[ SCATTER MY ASHES AT
BERGDORF'S screens Saturday
September 7th at 7:25 pm and Sunday September 8th at 4:00 pm at the
Cleveland Cinematheque.]
Review by Bob Ignizio
Although billed as a documentary, SCATTER MY ASHES AT
BERGDORF'S is really more of a
long form advertisement, a love letter to the high end New York
department store Bergdof Goodman. And there is little if any attempt
to contextualize what the film shows us outside of the rarefied
bubble of fame, fortune, and fashion in which it exists.
Film producer Jean Doumanian
perhaps best sums up the underlying ideology at the heart of
SCATTER MY ASHES AT BERGDORF'S when interviewed in the film, saying, “If a young
girl is going to college she can't wait to become a lawyer or get a
full time job so she can buy that pair of shoes that she's been
looking at. Everyone wants to better themselves, so they aspire and I
think that's why stores like this are necessary. To make people want
to aspire to bigger and better things. You need this for the American
dream. For people to actually reach it, they have to see it.” That
there are plenty of people who subscribe to such a shallow and
materialistic version of the American dream is without question. Less
certain is whether that's as healthy a thing as Doumanian and the
many other luminaries from the worlds of fashion and entertainment
who are interviewed in SCATTER
MY ASHES AT BERGDORF'S seem to
believe it is.
Unfortunately director Matthew
Miele isn't the least bit interested in pursuing such questions. Nor does the film ever really
get below the surface of its subject on any level. It's well shot and
fairly exhaustive in the way it recounts all the many and varied
designers who have strived to get their collections into the store
and succeeded, and good for them. For
the casual viewer, though, even one with some interest in fashion, there's very little here of substance.
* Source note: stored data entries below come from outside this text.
PR #1315, opened 2023-02-23
Fix #998

### LINKED ISSUE #998: Handle large lists in Intersect
Large lists are not handled yet in our Intersect.
IntersectBuild operator should correctly append and sort large lists altogether.

As you add dataset with large list, also test multi-labeled extend

ray6080:
This PR adds the cartesian product logic to handle chunked large lists in intersect.
Notice: partially caching intermediate intersect results can further improve the performance when there are multiple large lists to be intersected at the same time, which will be added later.

### DIFF
--- a/src/processor/operator/intersect/intersect.cpp
+++ b/src/processor/operator/intersect/intersect.cpp
@@ -30,20 +30,23 @@ void Intersect::initLocalStateInternal(ResultSet* resultSet, ExecutionContext* c
     }
 }
 
-std::vector<uint8_t*> Intersect::probeHTs(const std::vector<nodeID_t>& keys) {
-    std::vector<uint8_t*> tuples(keys.size());
-    hash_t tmpHash;
-    for (auto i = 0u; i < keys.size(); i++) {
-        Hash::operation<nodeID_t>(keys[i], false, tmpHash);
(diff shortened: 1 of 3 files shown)


src/processor/operator/intersect/intersect.cpp
```diff
@@ -160,17 +150,60 @@ void Intersect::populatePayloads(
...
+            std::fill(tupleIdxPerBuildSide.begin(), tupleIdxPerBuildSide.end(), 0);
         }
-        auto tuples = probeHTs(getProbeKeys());
-        auto listsToIntersect = fetchListsToIntersectFromTuples(tuples, isIntersectListAFlatValue);
+        // Cartesian product of all flat tuples probed from all build sides.
+        // Notice: when there are large adjacency lists in the build side, which means the list is
+        // too large to fit in a single ValueVector, we end up chunking the list as multiple tuples
+        // in FTable. Thus, when performing the intersection, we need to perform cartesian product
+        // between all flat tuples probed from all build sides.
+        auto numBuildSides = sharedHTs.size();
```
andyfengHKU, line 193: you are using sharedHTs.size() in multiple places. Better to create an inline function

andyfengHKU (approved):

src/processor/operator/intersect/intersect.cpp
ray6080: Done.

PR #1327, opened 2023-02-28
Sequential read for StringPropertyList

rfdavid:
This PR implements overflow cache in the `DiskOverflowFile::readStringToVector` function in the same way that was implemented in `scanSequentialStringOverflow.`, so it can be reused in different parts of the code.

## Benchmark

- Node table with two fields STRING and INT64 `CREATE NODE TABLE City(name STRING, population INT64, PRIMARY KEY (name))`
- total 986125 rows
- `name` string has ~ 25kb for each node property
- Processor: M2 Max, 32GB ram

Results of `SCAN_NODE_PROPERTY` after running `PROFILE MATCH (c:City) RETURN c.name;` 5 times on master branch and on this branch:

| Run  |  1 | 2  | 3  | 4  | 5 |
|---|---|---|---|---|---|
| Master | 37181.326 | 1571.216 | 1405.098 | 1409.182 | 1417.050
| Branch | 37127.368 | 1562.977 | 1395.112 | 1518.187 | 1394.889

Related to #756 (note: this only addresses string overflow, not lists)

I have read and agree to the terms under [CLA.md](https://github.com/kuzudb/kuzu/blob/master/CONTRIBUTING.md)

### DIFF
--- a/src/include/storage/storage_structure/column.h
+++ b/src/include/storage/storage_structure/column.h
@@ -123,12 +123,12 @@ private:
     inline void scan(transaction::Transaction* transaction, common::ValueVector* resultVector,
         PageElementCursor& cursor) override {
         Column::scan(transaction, resultVector, cursor);
-        diskOverflowFile.scanSequentialStringOverflow(transaction->getType(), *resultVector);
+        diskOverflowFile.scanStrings(transaction->getType(), *resultVector);
     }
     void scanWithSelState(transaction::Transaction* transaction, common::ValueVector* resultVector,
         PageElementCursor& cursor) override {
         Column::scanWithSelState(transaction, resultVector, cursor);
-        diskOverflowFile.scanSequentialStringOverflow(transaction->getType(), *resultVector);
+        diskOverflowFile.scanStrings(transaction->getType(), *resultVector);
     }
 };
 
--- a/src/include/storage/storage_structure/disk_overflow_file.h
+++ b/src/include/storage/storage_structure/disk_overflow_file.h
@@ -36,19 +36,14 @@ public:
         return copy;
     }
 
-    void readStringsToVector(
-        transaction::TransactionType trxType, common::ValueVector& valueVector);
-    void readStringToVector(transaction::TransactionType trxType, common::ku_string_t& kuStr,
-        common::InMemOverflowBuffer& inMemOverflowBuffer);
+    void scanStrings(transaction::TransactionType trxType, common::ValueVector& valueVector);
 
     inline void scanSingleStringOverflow(
         transaction::TransactionType trxType, common::ValueVector& vector, uint64_t vectorPos) {
         assert(vector.dataType.typeID == common::STRING && !vector.isNull(vectorPos));
         auto& kuString = ((common::ku_string_t*)vector.getData())[vectorPos];
-        readStringToVector(trxType, kuString, vector.getOverflowBuffer());
+        lookupString(trxType, kuString, vector.getOverflowBuffer());
     }
-    void scanSequentialStringOverflow(
-        transaction::TransactionType trxType, common::ValueVector& vector);
     inline void scanSingleListOverflow(
         transaction::TransactionType trxType, common::ValueVector& vector, uint64_t vectorPos) {
         assert(vector.dataType.typeID == common::VAR_LIST && !vector.isNull(vectorPos));
@@ -77,6 +72,15 @@ public:
     }
 
 private:
+    struct OverflowPageCache {
+        BufferManagedFileHandle* bufferManagedFileHandle = nullptr;
+        common::page_idx_t pageIdx = UINT32_MAX;
+        uint8_t* frame = nullptr;
+    };
+    void lookupString(transaction::TransactionType trxType, common::ku_string_t& kuStr,
+        common::InMemOverflowBuffer& inMemOverflowBuffer);
+    void lookupString(transaction::TransactionType trxType, common::ku_string_t& kuStr,
+        common::InMemOverflowBuffer& inMemOverflowBuffer, OverflowPageCache& overflowPageCache);
     void addNewPageIfNecessaryWithoutLock(uint32_t numBytesToAppend);
     void readListToVector(transaction::TransactionType trxType, common::ku_list_t& kuList,
         const common::DataType& dataType, common::InMemOverflowBuffer& inMemOverflowBuffer);
@@ -85,6 +89,9 @@ private:
     void setListRecursiveIfNestedWithoutLock(const common::ku_list_t& inMemSrcList,
         common::ku_list_t& diskDstList, const common::DataType& dataType);
     void logNewOverflowFileNextBytePosRecordIfNecessaryWithoutLock();
+    void pinOverflowPageCache(BufferManagedFileHandle* bufferManagedFileHandleToPin,
+        common::page_idx_t pageIdxToPin, OverflowPageCache& overflowPageCache);
+    void unpinOverflowPageCache(OverflowPageCache& overflowPageCache);
 
 private:
     // This is the index of the last free byte to which we can write.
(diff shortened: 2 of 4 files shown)


src/include/storage/storage_structure/column.h
```diff
@@ -134,13 +134,13 @@ class StringPropertyColumn : public PropertyColumnWithOverflow {
         const std::shared_ptr<common::ValueVector>& resultVector,
         PageElementCursor& cursor) override {
         Column::scan(transaction, resultVector, cursor);
-        diskOverflowFile.scanSequentialStringOverflow(transaction->getType(), *resultVector);
+        diskOverflowFile.readStringsToVector(transaction->getType(), *resultVector);
```
andyfengHKU, line 137: let's rename the function to scanStrings()

src/include/storage/storage_structure/disk_overflow_file.h
```diff
@@ -37,19 +37,25 @@ class DiskOverflowFile : public StorageStructure {
         return copy;
     }
 
+    struct OverflowCache {
```
andyfengHKU, line 40: Rename to OverflowPageCache

src/include/storage/storage_structure/disk_overflow_file.h
```diff
@@ -37,19 +37,25 @@ class DiskOverflowFile : public StorageStructure {
...
+
     void readStringsToVector(
         transaction::TransactionType trxType, common::ValueVector& valueVector);
     void readStringToVector(transaction::TransactionType trxType, common::ku_string_t& kuStr,
-        common::InMemOverflowBuffer& inMemOverflowBuffer);
+        common::InMemOverflowBuffer& inMemOverflowBuffer, OverflowCache& overflowCache);
 
     inline void scanSingleStringOverflow(
         transaction::TransactionType trxType, common::ValueVector& vector, uint64_t vectorPos) {
+        OverflowCache overflowCache;
```
andyfengHKU, line 53: for `scanSingleStringOverflow` I think the general assumption is it's pure random so we should not try to apply cache.

src/storage/storage_structure/disk_overflow_file.cpp
```diff
@@ -11,20 +11,28 @@ using namespace kuzu::common;
...
 
+void DiskOverflowFile::unpinOverflowCache(OverflowCache& overflowCache) {
+    if (overflowCache.pageIdx != UINT32_MAX) {
+        bufferManager.unpin(*overflowCache.fileHandle, overflowCache.pageIdx);
+    }
+}
+
 void DiskOverflowFile::readStringsToVector(TransactionType trxType, ValueVector& valueVector) {
     assert(!valueVector.state->isFlat());
+    OverflowCache overflowCache;
```
andyfengHKU, line 22: I'm slight concerned whether this object creation will cause overhead. Usually the compiler optimize these things so it shouldn't matter. 

But can u try to benchmark a bit to see if we become slower if we wrap things as a struct? If we do become slower I would use three primitive types instead.

src/storage/storage_structure/disk_overflow_file.cpp
```diff
@@ -33,51 +41,16 @@ void DiskOverflowFile::readStringToVector(
...
-void DiskOverflowFile::scanSequentialStringOverflow(TransactionType trxType, ValueVector& vector) {
-    FileHandle* cachedFileHandle = nullptr;
-    page_idx_t cachedPageIdx = UINT32_MAX;
-    uint8_t* cachedFrame = nullptr;
-    for (auto i = 0u; i < vector.state->selVector->selectedSize; ++i) {
-        auto pos = vector.state->selVector->selectedPositions[i];
-        if (vector.isNull(pos)) {
-            continue;
+    if (pageIdxToPin != overflowCache.pageIdx) { // cache miss
+        if (overflowCache.pageIdx != UINT32_MAX) {
```
andyfengHKU, line 45: call unpinOverflowCache instead

andyfengHKU (changes requested):

src/include/storage/storage_structure/disk_overflow_file.h
```diff
@@ -37,19 +37,25 @@ class DiskOverflowFile : public StorageStructure {
...
+        FileHandle* fileHandle = nullptr;
+        common::page_idx_t pageIdx = UINT32_MAX;
+        uint8_t* frame = nullptr;
+    };
+
     void readStringsToVector(
         transaction::TransactionType trxType, common::ValueVector& valueVector);
     void readStringToVector(transaction::TransactionType trxType, common::ku_string_t& kuStr,
-        common::InMemOverflowBuffer& inMemOverflowBuffer);
+        common::InMemOverflowBuffer& inMemOverflowBuffer, OverflowCache& overflowCache);
```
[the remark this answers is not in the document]
rfdavid: that's a very good point! overloading `lookupString` so we can use it in `scanStringOverflow` without trying to cache (which is only additional overhead since it won't be triggered).

src/storage/storage_structure/disk_overflow_file.cpp
rfdavid: great catch

src/include/storage/storage_structure/disk_overflow_file.h
```diff
@@ -37,19 +37,24 @@ class DiskOverflowFile : public StorageStructure {
         return copy;
     }
 
-    void readStringsToVector(
-        transaction::TransactionType trxType, common::ValueVector& valueVector);
-    void readStringToVector(transaction::TransactionType trxType, common::ku_string_t& kuStr,
+    struct OverflowPageCache {
```
ray6080, line 40: Can you move this struct to private? I guess it doesn't need to be exposed as public for now.

src/storage/storage_structure/disk_overflow_file.cpp
```diff
@@ -39,45 +47,24 @@ void DiskOverflowFile::readStringToVector(
...
+    PageByteCursor cursor;
+    TypeUtils::decodeOverflowPtr(kuStr.overflowPtr, cursor.pageIdx, cursor.offsetInPage);
+    auto [fileHandleToPin, pageIdxToPin] =
+        StorageStructureUtils::getFileHandleAndPhysicalPageIdxToPin(
+            fileHandle, cursor.pageIdx, *wal, trxType);
+    if (pageIdxToPin != overflowPageCache.pageIdx) { // cache miss
+        unpinOverflowPageCache(overflowPageCache);
+        overflowPageCache.frame = bufferManager.pin(*fileHandleToPin, pageIdxToPin);
+        overflowPageCache.fileHandle = fileHandleToPin;
+        overflowPageCache.pageIdx = pageIdxToPin;
```
ray6080, line 64: I would consider wrapping these three lines as `pinOverflowPageCache`, but i don't have a strong opinion on this, up to you.
```
        overflowPageCache.frame = bufferManager.pin(*fileHandleToPin, pageIdxToPin);
        overflowPageCache.fileHandle = fileHandleToPin;
        overflowPageCache.pageIdx = pageIdxToPin;
```

ray6080 (commented):
Thanks! Looks good to me.
Just two minor comments:
1. you wrote in the description `name string has ~ 25kb for each node property`, did you mean 25bytes here? I don't think we can store strings whose length are 25KB right now.
2. can you add one more performance numbers comparison on lists string reading? my understanding is that we should see some performance gains in that case.

We can take another quick look, then we can get this in. Thanks!

src/include/storage/storage_structure/disk_overflow_file.h
rfdavid: Hi! Thank you so much for your comments.

1. You are right, I actually created a csv with a very long string, but after querying, I realized it was stored only 4096 bytes.
2. I'll benchmark it soon. I believe the numbers should be better, considering the cache is implemented for the child type STRING (unless the object creating is causing some overhead, as mentioned by @andyfengHKU)

src/storage/storage_structure/disk_overflow_file.cpp
rfdavid: I think it makes sense since I already have `unpinOverflowPageCache`, which definitely increases readability. thanks

andyfengHKU (approved):

Issue #1338, opened 2023-03-02
Remove CSV reader


andyfengHKU:
Since we are using the CSV reader from arrow. We should no longer maintain our own CSV reader.

mewim:
In #1341, I have removed the `CSVReader` class and renamed all `csv_reader` to `csv_reader_config`. @ray6080 Please double check if `NodeStructuredStringPropertyTest` is still needed and also consider if we should move the `CSVReaderConfig` to another place.

PR #1341, opened 2023-03-03
Remove csv reader

mewim:
#1338


andyfengHKU (approved):
I think the copy test was meant to test CSVReader class but I might be wrong. Since we are removing CSVReader, can u open an issue and assign to @ray6080 to go back and see if we can remove this test.

In the issue also mention we should either rename cdv_reader.h and cpp or move the CSVReaderConfig somewhere else and delete the file.

mewim:
I did not close #1338 and added a note in it.

PR #1357, opened 2023-03-07
Flat schema

andyfengHKU:
- Rename `computeSchema` to `computeFactorizedSchema`
- Add `computeFlatSchema` so that operators resolve its input schema from child. As a result, we no longer maintain `expressionsToMaterialize` as a field in sink operators.


ray6080 (approved):
Looks good. Let's get this in!

PR #1365, opened 2023-03-10
Separate FileHandle and BufferManagedFileHandle

ray6080:
This PR separates `FileHandle` and `BufferManagedFileHandle`.
The former one is used for files that are **not** managed by BM, and the latter one is for ones managed by BM.

- `BufferManagedFileHandle` supports both versioned and non-versioned file handles.
- Page resize logic now are all unified to grow one page group (1024 pages) at one time (grow means page capacity will increase 1024 at one time, not actual num of pages).
- `StorageStructureID` is moved from FileHandle to `StorageStructure`. `StorageStructureID` is mostly used to logically identify the semantic of a storage structure, for example, a node table column. FileHandle shouldn't be aware of those information.


src/include/storage/storage_structure/lists/list_headers.h
```diff
@@ -124,7 +123,7 @@ class ListHeaders : public BaseListHeaders {
         return (*headersDiskArray)[offset];
     };
 
-    inline VersionedFileHandle* getFileHandle() { return versionedFileHandle.get(); }
+    inline FileHandle* getFileHandle() { return fileHandle.get(); }
```
andyfengHKU, line 126: remove if not needed

src/include/storage/wal_replayer.h
```diff
@@ -15,15 +14,16 @@ namespace storage {
...
     // This interface is used for recovery only. We always recover the disk files before
     // constructing the storageManager and catalog. So this specialized recovery constructor
     // doesn't take in storageManager and bufferManager.
-    WALReplayer(WAL* wal);
+    explicit WALReplayer(WAL* wal);
 
-    WALReplayer(WAL* wal, StorageManager* storageManager, BufferManager* bufferManager,
-        MemoryManager* memoryManager, catalog::Catalog* catalog, bool isCheckpoint);
+    WALReplayer(WAL* wal, StorageManager* storageManager, MemoryManager* memoryManager,
+        catalog::Catalog* catalog, bool isCheckpoint, bool isRecovering = false);
```
andyfengHKU, line 26: Unless you are setting isRecovering to True in any case, don't expose isRecovering as a default argument.

andyfengHKU (approved):

src/include/storage/storage_structure/lists/list_headers.h
ray6080: Done.

src/include/storage/wal_replayer.h
ray6080: Done.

Perhaps the film will gain some ironic resonance when seen as a companion piece to Sophia Coppola's
THE BLING RING, also
playing the Cleveland Cinematheque this weekend. One can certainly
imagine the protagonists of Coppola's film watching SCATTER
MY ASHES AT BERGDORF'S almost
as a kind of porn. Either way, for many viewers watching this film will likely feel like watching a National Geographic special on some bizarre culture they can't relate to and don't particularly like. 2 out of 4 stars.